In our opinion, the claim for alternative accommodation can only be made against the husband and not against the husband's in-laws or other relatives. As regards Section 17 (1) of the Act, in our opinion the wife is only entitled to claim a right to residence in a shared household, and a 'shared household' would only mean the house belonging to or taken on rent by the husband, or the house which belongs to the joint family of which the husband is a member.
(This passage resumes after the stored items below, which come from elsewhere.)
PR #129, opened 2018-04-23
Retro Branch Applicaton Version is now 9.0.1804.0

NazmusLabs:
Changed the major version number or the application from 10 to 9. Minor version numbers remain unaffected.

Merged latest commits from master branch, as they are apparently known to not have compatibility issues with older releases of Windows.

### DIFF
--- a/src/Winfile.vcxproj
+++ b/src/Winfile.vcxproj
@@ -278,6 +278,9 @@
     <ClCompile Include="winfile.c" />
     <ClCompile Include="wnetcaps.c" />
   </ItemGroup>
+  <ItemGroup>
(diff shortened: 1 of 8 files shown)


craigwi:
@NazmusLabs, what type of merge do you want me to perform?  Squash and merge?

craigwi:
After thinking about this, my preference would be for two PR: 

1. merging master with minimal to no changes
2. functional changes in retro

This will keep the history cleaner, I think.  

Thoughts?

NazmusLabs:
@craigwi I'd probably add a third one, though it might fall under functional changes.

3) Undoing commits from master that are incompatible with older versions.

The property in question in the present case neither belongs to Amit Batra nor was it taken on rent by him nor is it a joint family property of which the husband Amit Batra is a member. It is the exclusive property of appellant no.2, mother of Amit Batra. Hence, it cannot be called a 'shared household'." 12. Thus, in view of the aforementioned judicial pronouncements and also taking note of the definition of an aggrieved person as also that of a wife coupled with the fact that there is already a decree of divorce passed between the applicant and the respondent no.1 as early as on 30.11.2011, this Court does not find any strong case calling for an interference with the two impugned orders passed by the two Courts below. 13. In addition, what is not disputed is that the property in which the applicant intends to claim for the right of a shareholder residence cannot be under any circumstance permitted for the reason that the alleged property in which she is claiming for right to residence is not in the name of respondent no.1 but it is in the name of the children of respondent no.1 born from his first wife. Therefore, it is those people who have exclusive ownership and possession over the said property and in which the applicant cannot be permitted to share the residence. 14. For the aforesaid reasons, the present criminal revision fails and is accordingly dismissed.